--- DATA BELOW ---

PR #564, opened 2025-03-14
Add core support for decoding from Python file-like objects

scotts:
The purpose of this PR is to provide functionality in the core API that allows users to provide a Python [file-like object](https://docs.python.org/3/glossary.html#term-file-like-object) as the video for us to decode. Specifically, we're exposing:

---

* **BRIEF**: The answer must be a single number: how many lines above contain "like".

* **WORKED SOLUTION**: 2